Additive manufacturing of corrosion-resistant metals has developed to the point where pressure and flow sensors for process control can begin to use this new technique. The materials used for 3D printing are only limited by what metal or alloy can be either powdered or formed into wire, which opens up for chemical process and automotive applications in addition to aerospace and medical applications already in use. Quality standards have been developed for many of the 3D-metal printing alloys and processes, and emerging methods have demonstrated printed metal parts in sizes from microns to meters, enabling a range of products.

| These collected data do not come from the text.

PR #5017, opened 2026-06-22
build: fix Temporal types

kyubisation:
We now use the types from TypeScript, which provide Temporal types since version 6.0.


jeripeierSBB (approved):
LGTM

PR #5031, opened 2026-06-24
fix(clock): made `start` and `stop` method synchronous

TomMenga:
Improve the robustness of the start and stop methods, making them synchronous.

The current implementation lands in an inconsistent state if `start()` and `stop()` is called sequentially


jeripeierSBB (approved):
LGTM, thank you

PR #233, opened 2022-04-20
migrate TorchEstimator to use Ray Train API and Ray Dataset

KepingYan:
**Parameters change details:**
- \+ resources_per_worker: used in Trainer. The resources reserved for each worker.
- \+ drop_last: used in RayDataset.to_torch(). Determine whether to drop the last incomplete batch.
- \+ callbacks: used in Trainer.run(). User can customize functions that can be executed during training.
- \- scheduler_step_freq: determine when scheduler.step is called. 
　　"batch": step will be called after every optimizer step.
　　"epoch": step will be called after one pass of the DataLoader.
　　"manual":  the scheduler will not be incremented automatically.
　　Now the code is the 'batch' mode, and this can meet basic needs. So this can be optimized as a trick for model training.
- \- feature_shapes & label_shape: required in MLDataset.to_torch(). They're used to check data. In RayDataset.to_torch(), data is checked by comparing      feature_columns and feature_column_dtypes.
- \- shuffle:  https://docs.ray.io/en/master/train/user_guide.html#example-per-epoch-shuffle-pipeline (provided by kira-lin)
- \- fs_directory & compression: Required in RayMLDataset.from_spark().
- \- num_steps & profile=False & reduce_results & info: Required in TorchTrainer.train().

**Can be optimized:**
- User are able to provide their train_fun().
- Multi-task training can be satisfied.
- `scheduler_step_freq` can also be supported.

### DIFF
--- a/python/raydp/torch/estimator.py
+++ b/python/raydp/torch/estimator.py
@@ -107,7 +107,7 @@ class TorchEstimator(EstimatorInterface, SparkEstimatorInterface):
         :param drop_last: Set to True to drop the last incomplete batch
         :param num_epochs: the total number of epochs will be train
         :param num_processes_for_data_loader: the number of processes use to speed up data loading
-        :param callbacks: which will be executed during training. 
+        :param callbacks: which will be executed during training.
         :param extra_config: the extra config will be set to ray.train.Trainer
         """
         self._num_workers = num_workers
@@ -194,7 +194,8 @@ class TorchEstimator(EstimatorInterface, SparkEstimatorInterface):
                                                 drop_last=config["drop_last"])
         if config["evaluate"]:
             evaluate_data_shard = get_dataset_shard("evaluate")
-            evaluate_dataset = evaluate_data_shard.to_torch(feature_columns=config["feature_columns"],
+            evaluate_dataset = evaluate_data_shard.to_torch(
+                                                    feature_columns=config["feature_columns"],
                                                     label_column=config["label_column"],
                                                     label_column_dtype=config["label_type"],
                                                     feature_column_dtypes=config["feature_types"],
--- a/python/raydp/torch/estimator.py
+++ b/python/raydp/torch/estimator.py
@@ -16,25 +16,95 @@
 #
 
 import inspect
-from typing import Any, Callable, List, NoReturn, Optional, Union
+from typing import Any, Callable, List, NoReturn, Optional, Union, Dict
+from numpy import outer
 
 import torch
-from ray.util.data import MLDataset
-from ray.util.sgd.torch.torch_dataset import TorchMLDataset
-from ray.util.sgd.torch.torch_trainer import TorchTrainer
-from ray.util.sgd.torch.training_operator import TrainingOperator
 from torch.nn.modules.loss import _Loss as TLoss
-from torch.utils.data.dataloader import DataLoader
 
 from raydp.estimator import EstimatorInterface
-from raydp.spark import RayMLDataset
 from raydp.spark.interfaces import SparkEstimatorInterface, DF, OPTIONAL_DF
 
+from ray import train
+from ray.train import Trainer, TrainingCallback, get_dataset_shard
+import ray.data
+from ray.data.dataset import Dataset
+from ray.data.impl.arrow_block import ArrowRow
+
+def train_fun(config):
+    # create model
+    if isinstance(config["model"], torch.nn.Module):
+        model = config["model"]
+    elif callable(config["model"]):
+        model = config["model"](config)
+    else:
+        raise Exception(
+            "Unsupported parameter, we only support torch.nn.Model instance "
+            "or a function(dict -> model)")
+
+    # create optimizer
+    if isinstance(config["optimizer"], torch.optim.Optimizer):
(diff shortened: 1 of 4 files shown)


python/raydp/torch/estimator.py
```diff
@@ -16,25 +16,98 @@
...
+            "Unsupported parameter, we only support torch.nn.Model instance "
+            "or a function(dict -> model)")
+
+    # create optimizer
+    if isinstance(config["optimizer"], torch.optim.Optimizer):
+        # it is the instance of torch.optim.Optimizer subclass instance
+        # rewrite the optimizer
+        optimizer_cls = config["optimizer"].__class__
+        state = config["optimizer"].state_dict()
+        optimizer = optimizer_cls(model.parameters(), lr=0.1)  # lr must pass for SGD
```
kira-lin, line 51: why is this 0.1 fixed?

python/raydp/torch/estimator.py
```diff
@@ -156,154 +209,93 @@ def _check(self):
...
-
-    def _create_tf_ds(self, ds: MLDataset) -> TorchMLDataset:
-        return ds.to_torch(self._feature_columns,
-                           self._feature_shapes,
-                           self._feature_types,
-                           self._label_column,
-                           self._label_shape,
-                           self._label_type)
+    @staticmethod
+    def train_epoch(dataset, model, criterion, optimizer, scheduler=None):
```
kira-lin, line 213: Is it necessary to be a static method?

python/raydp/torch/estimator.py
```diff
@@ -156,154 +209,93 @@ def _check(self):
...
+            optimizer.step()
+            if scheduler is not None:
+                scheduler.step()
+
+        train_loss /= (batch_idx + 1)
+        train_acc = correct/data_size
+        return train_acc, train_loss
+
+    @staticmethod
+    def evaluate_epoch(dataset, model, criterion):
```
kira-lin, line 236: similarly.

python/raydp/torch/estimator.py
```diff
@@ -16,25 +16,98 @@
...
-from raydp.spark import RayMLDataset
 from raydp.spark.interfaces import SparkEstimatorInterface, DF, OPTIONAL_DF
 
+from ray import train
+from ray.train import Trainer, TrainingCallback, get_dataset_shard
+import ray.data
+from ray.data.dataset import Dataset
+from ray.data.impl.arrow_block import ArrowRow
+
+def train_fun(config):
```
kira-lin, line 34: Is this configurable now? Maybe we should make this function configurable for some advanced use, what do you think?

python/raydp/torch/estimator.py
KepingYan: I have tested this. The `lr` here is a default value, which is used when the optimizer passed in has no `lr`, otherwise it will be updated to the value set by user.

python/raydp/torch/estimator.py
KepingYan: I think it could be called by class.func() without creating a class object.

python/raydp/torch/estimator.py
kira-lin: How can user set the lr value, is it included in model.parameters()?

python/raydp/torch/estimator.py
kira-lin: I felt a little weird because train_fun is defined out of the class, while these two functions are static methods of the class. Why is it so?

python/raydp/torch/estimator.py
kira-lin: The behavior is same as before, so it's ok. I just thought it would be good if users are able to provide their train_fun, when the default one is not enough. For example, if they want to train a GAN network, then this is not enough, right?

python/raydp/torch/estimator.py
KepingYan: lr is included in the optimizer passed in by user, and will be updated in Line52 through `state`

python/raydp/torch/estimator.py
KepingYan: I was troubled by this. I want to define train_fun() in the class, but the Trainer would not find it. Maybe I should put train_epoch() and evalue_epoch() together out of the class?

kira-lin: Yes, I think that's better, if train_fun cannot be in the class.

KepingYan: > I was troubled by this. I want to define train_fun() in the class, but the Trainer would not find it. Maybe I should put train_epoch() and evalue_epoch() together out of the class?

hmmm I retested this, it works.

kira-lin:
Can you fix the test? why does torch sequential fail while torch succeeds?

KepingYan:
@kira-lin it‘s because torch sequential triggers this [problem](https://github.com/ray-project/ray/pull/23398), the ray version used by CI hasn’t solved it. Maybe I should avoid failure by modifying the data sample?

kira-lin:
@KepingYan OK, so there should be no problem if we merge this?

KepingYan:
@kira-lin  The previous failure was avoided by modifying the data sample, now the CI passes.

1. E. Matias, B. Rao, “3D Printing: On its Historical Evolution and the Implications for Business,” 2015 Proceedings PICMET, pp. 551-558, (2015).
2. H. Shioiri et al., Method for Production of Silicon Thin Film Piezoresistive Devices,” US Patent 4,657,775, (1987).
3. T. Vialva,” Lockheed Martin produces its largest 3D printed parts for space,” 3D Printing Industry, July (2018). https://3dprintingindustry.com/news/lockheed-martin-produces-its-largest-3d-printed-parts-for-space-136207/.
4. R. Vest, E. Tweedle, R. Buchanan, “Ink Jet Printing of Hybrid Circuits,” International Journal of Microcircuits and Electronic Packaging 6(1), pp. 261-267, January (1983).
5. D. Sparks and G. Vest, “Copper Films from Aqueous Solutions of Copper Nitrate Trihydrate,” Thin Solid Films, vol. 200, p. 77, (1991).
6. D. Sparks, M. Chia, G.Q. Jiang, “Cyclic Fatigue and Creep of Electroformed Micromachines,” Sensors and Actuators A, 95(1), pp. 61-68, (2001).
7. R. Perkins, “New Process allows 3-D Printing of Nanoscale Metal Structures,” Caltech, Feb. (2018). http://www.caltech.edu/news/new-process-allows-3-d-printing-nanoscale-metal-structures-81373.
8. L. Hirt et al., “Template-Free 3D Microprinting of Metals Using a Force-Controlled Nanopipette for Layer-by-Layer Electrodeposition,” Adv Mater. 28(12), pp. 2311-2315, March (2016).
Doug Sparks is the president of M2N Technologies LLC and has worked for many years with pressure and Coriolis mass flow sensors as well as MEMS sensors such as gyroscopes and accelerometers. Most recently, he was the CTO at Hanking Electronics, founded a microsensor packaging company called NanoGetters and worked in automotive sensors with Delphi. Sparks holds a Ph.D. in materials engineering from Purdue University.